I don't feel particularly old and don't ponder on 'when DC is x, I'll be x years old'. I'm a good mum, I know I am. And being 5/6 years older than I would have liked really doesn't matter to me or impact my ability to parent.

As someone upthread said, the only things that matter are 1) do you want children? 2) are you ready now?

Also agree that you may not get pregnant straight away, most couples take 6+ months

WimpoleHat · 13/07/2022 09:03

Once you have kids, I found you mix with a wider range of ages - and you often just don’t know exactly how old your kids’ friends’ parents are.

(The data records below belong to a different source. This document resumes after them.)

PR #2785, opened 2021-01-28
feat(frame-focusable-content): new rule to test iframes with tabindex=-1 do not have focusable content

straker:
Pulling out more of #2762 to see if it fixes the ie11 problem that only happens in circle.

**Note:** The `after` method is incomplete on purpose. This is just the minimalistic amount of code necessary in order to get the rule to run.


straker:
For whatever reason the thing that cases frame-test rule to fail is adding a nested iframe to this rules the integration test. It doesn't matter if the `after` method is empty or not. I have no idea why, so we are going to  just get this through for now and add a tech debt ticket to investigate it.

lib/core/utils/collect-results-from-frames.js
```diff
@@ -27,7 +27,12 @@ function collectResultsFromFrames(
   frames.forEach(frame => {
     const tabindex = parseInt(frame.node.getAttribute('tabindex'), 10);
     const focusable = isNaN(tabindex) || tabindex >= 0;
+
     const rect = frame.node.getBoundingClientRect();
+    let width = parseInt(frame.node.getAttribute('width'), 10);
+    let height = parseInt(frame.node.getAttribute('height'), 10);
+    width = isNaN(width) ? rect.width : width;
+    height = isNaN(height) ? rect.height : height;
```
straker, line 35: This prevents margin CSS from affecting the width/height (otherwise in Chrome a width and height of 1 would result in a rect size of 5x5).

test/rule-matches/frame-focusable-content-matches.js
```diff
@@ -0,0 +1,57 @@
+describe('frame-focusable-content-matches', function() {
+  'use strict';
+  var rule;
+
+  beforeEach(function() {
+    rule = axe.utils.getRule('frame-focusable-content');
+  });
+
+  it('returns false for the top-level context', function() {
+    var result = rule.matches(null, null, { initiator: true });
```
WilcoFiers, line 10: This test doesn't prove what you say it does. It could also be false because there's no with/height. I think we need to make sure all props exist in these tests.

WilcoFiers (dismissed):
Minor change request

WilcoFiers (approved):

If it’s helpful - my DD is 10. I reckon the age range of the mothers in her class (of 10 year olds) is 35-55. Most people are mid 40s. My friend, whose son is a similar age, would say 30-50. Different in different areas, across different socioeconomic groups etc etc. But being “in your 30s” is unlikely to make you stand out wildly as a mother of a baby. As others have said, your age isn’t something you need to think about too much at this point.

Ihaveoflate · 13/07/2022 09:15

I'm not really sure what you're asking, but I had my only child at 38 and felt that was the right time FOR ME, which is the only thing that matters. There is no 'perfect' time.

If you want a child start now. It took me 2 years and two miscarriages before a successful pregnancy, and I don't think that's unusual for someone in their late 30s.

Flamingle18 · 13/07/2022 09:29

I'm 38 (39 next week) and am currently being tested for early menopause. Came as a shock. I have 2 children (17 and 9) and know I don't want more but it's made grateful that I had them when younger. If I did want more now I wouldn't feel "too old ". Maybe find out what age your Mum was when she went through the menopause. That's been the main question through all my tests.

StinkyKid · 13/07/2022 09:33

Last night I was watching cricket with a group of mums I met 14 years or so ago when our DC were babies. There is 16 years between us! One mum is still only 35, I’m 51. We all have children the same age. It’s very levelling.